Issue #356, opened 2019-05-29
H3: Streaming mode for receiving body


stammw:
As opposed to the all-at-once mode that keeps a growable buffer internally and returns the entire response body at once to the caller.  

Implement a body streaming mode API, comparable to [h2::RecvStream](https://docs.rs/h2/0.1.20/h2/struct.RecvStream.html). And use a limited fixed-size buffer whose size is configured for the Connection on construction.

PR #387, opened 2019-07-02
H3 client receive body stream

stammw:
Relates to #356

### DIFF
--- a/quinn-h3/examples/h3.rs
+++ b/quinn-h3/examples/h3.rs
@@ -4,10 +4,10 @@ use std::path::PathBuf;
 use std::rc::Rc;
 use std::sync::Arc;
 use std::time::Instant;
-use std::{fmt, fs, io};
+use std::{fmt, fs, io, mem};
 
 use failure::{bail, format_err, Error, Fail, ResultExt};
-use futures::{Future, Stream};
+use futures::{try_ready, Future, Poll, Stream};
 use http::{header::HeaderValue, method::Method, HeaderMap, Request, Response, StatusCode};
 use slog::{info, o, Drain, Logger};
 use structopt::{self, StructOpt};
@@ -16,8 +16,11 @@ use url::Url;
 
 use quinn::ConnectionDriver as QuicDriver;
 use quinn_h3::{
+    self,
+    body::RecvBodyStream,
     client::Builder as ClientBuilder,
     connection::ConnectionDriver,
+    headers::DecodeHeaders,
     server::{Builder as ServerBuilder, IncomingRequest, RequestReady},
 };
 use quinn_proto::crypto::rustls::{Certificate, CertificateChain, PrivateKey};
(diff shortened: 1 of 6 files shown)


quinn-h3/src/body.rs
```diff
@@ -159,28 +164,66 @@ impl Future for RecvBody {
...
+    type Error = Error;
+
+    fn poll(&mut self) -> Poll<Option<Self::Item>, Self::Error> {
+        match try_ready!(self.recv.poll()) {
+            Some(HttpFrame::Data(d)) => {
+                Ok(Async::Ready(Some(d.payload)))
+            }
+            Some(HttpFrame::Headers(d)) => {
+                self.trailers = Some(d);
+                Ok(Async::Ready(None))
```
Ralith: If `Headers` can ever be received prior to additional `Data`, this could cause a hung future. I imagine that's forbidden by the h3 spec, but what happens if a peer is ill-behaved?

stammw: From what I understand, the Stream will only appear empty to the user. The additional data will be dropped along with `self.recv`.

I'm not sure how to make polling again for another `DataFrame` after one `HeadersFrame` end up with a correct behavior.

Ralith: You're right, I was confused; this correctly terminates the stream, and assuming the sender handles a dropped receiver gracefully all is well.

stammw:
@Ralith Oh, yeah I'll check what's possible to do with `AsyncRead`. 

One problem I had with `Stream` is that it's not possible (or easy) to take back ownership of it after using `.for_each()` combinator. Because `.into_future()`'s future resolves to `()`, and it makes it impossible to call `.trailers()` afterwards.

Ralith:
Yeah, that's awkward. You could expose it via some shared state, or just punt the problem until async/await makes it much less necessary to thread ownership everywhere.

stammw:
I'd rather leave the `.for_each()` problem for later. Right now the solution looks more or less like `h2`.

I've been checking what's necessary to implement `AsyncRead`, say `Read`. And I think the need of a buffer legitimates using another type. So reading the body could be done in three fashions :
- Everything at once, with `RecvResponse::body()`
- Chunk by chunk, with `RecvResponse::body_stream()`
- With a specific buffer size with `RecvResponse::body_reader()`

But I'd like to do this in another PR. Keeping steps small and easy to manage. (And quick, if I find a way to get more time to spend here:) ) 

@djc Do you want me to change the example so the `Process` future doesn't look like it has debug prints in it? I admit those lines are strongly inspired by [h2 client example](https://github.com/hyperium/h2/blob/master/examples/client.rs#L24)...

quinn-h3/src/headers.rs
```diff
@@ -0,0 +1,47 @@
...
+impl Future for DecodeHeaders {
+    type Item = Header;
+    type Error = crate::Error;
+
+    fn poll(&mut self) -> Poll<Self::Item, Self::Error> {
+        match self.trailers {
+            None => Err(crate::Error::Internal("trailers none")),
+            Some(ref frame) => {
+                let result = {
+                    let conn = &mut self.conn.h3.lock().unwrap().inner;
```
********************
▶ Task objective
From the records above, transcribe exactly the run of lines that opens with the line holding "stammw: From what" and closes with the line holding "Oh, yeah I'll", both included.

▶ Answer to the problem
stammw: From what I understand, the Stream will only appear empty to the user. The additional data will be dropped along with `self.recv`.

I'm not sure how to make polling again for another `DataFrame` after one `HeadersFrame` end up with a correct behavior.

Ralith: You're right, I was confused; this correctly terminates the stream, and assuming the sender handles a dropped receiver gracefully all is well.

stammw:
@Ralith Oh, yeah I'll check what's possible to do with `AsyncRead`. 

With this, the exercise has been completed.